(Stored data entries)
━━━━

PR #205, opened 2021-03-23
fix(DIST-682): Send post message only if the form is present on page

mathio:
We need to figure out how to release this as `0.*` version, not `1.*`.

### DIFF
--- a/demo/widget-tabs.html
+++ b/demo/widget-tabs.html
@@ -1,0 +1,39 @@
+<!DOCTYPE html>
+<html lang="en">
+  <head>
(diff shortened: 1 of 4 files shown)


prilutskiy (approved):

prilutskiy:
Please add a unit test :)

antoniofull (approved):

mathio:
@prilutskiy its not tested now and its hard to mock. I'd rather not given we already have new embed version out :) You can test it out manually in `demo/widget-tabs.html `.

PR #212, opened 2021-04-08
Fix onSubmit type

yuya-fujimoto:
Adding `payload: { responseId: string }` in onSubmit type

### DIFF
--- a/packages/embed/src/base/actionable-options.ts
+++ b/packages/embed/src/base/actionable-options.ts
@@ -7,7 +7,7 @@ export type ActionableOptions = {
   /**
    * Callback function that will be executed right after the typeform is successfully submitted.
    */
-  onSubmit?: () => void
+  onSubmit?: (payload: { responseId: string }) => void
   /**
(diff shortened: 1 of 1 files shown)


mathio:
Thank you for the PR. 

Failing check `Secrets scan` is irrelevant, its just missing authorization for the service that runs this check.

However I can see your commit message does not pass our commitlint requirements. A check should be run in commit hook (before commit) unless you skip it:

```
husky > commit-msg (node v12.21.0)
⧗   input: fix onSubmit type
✖   subject may not be empty [subject-empty]
✖   type may not be empty [type-empty]
⚠   scope may not be empty [scope-empty]

✖   found 2 problems, 1 warnings
```

yuya-fujimoto:
My bad for missing commitlint. Updated the commit message.

mathio (approved):

mathio:
@yuya-fujimoto thank you! And also thank you for opening 1st PR from outside of the company, I was able to update our Github Actions to skip those that dont work with PRs from repo forks.

PR #218, opened 2021-04-15
feat(DIST-866): deploy next version in non-preview mode

prilutskiy:


mathio (approved):

mathio:
How can we check if the deployment was successful?

prilutskiy:
> How can we check if the deployment was successful?

Jarvis should throw if it's not; also the deployment event is sent at the end of the queue, so it won't be sent in case of failure.

PR #222, opened 2021-04-15
fix(DIST-858): Popup position

mathio:
We have to use flexbox instead of `translate(-50%, -50%)` to avoid blur.


mathio:
This fix broke other embed types 🤦‍♂️

mrisoli (approved):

━━━━

Among the lines above, list those that contain the word "string".

Adding `payload: { responseId: string }` in onSubmit type
+  onSubmit?: (payload: { responseId: string }) => void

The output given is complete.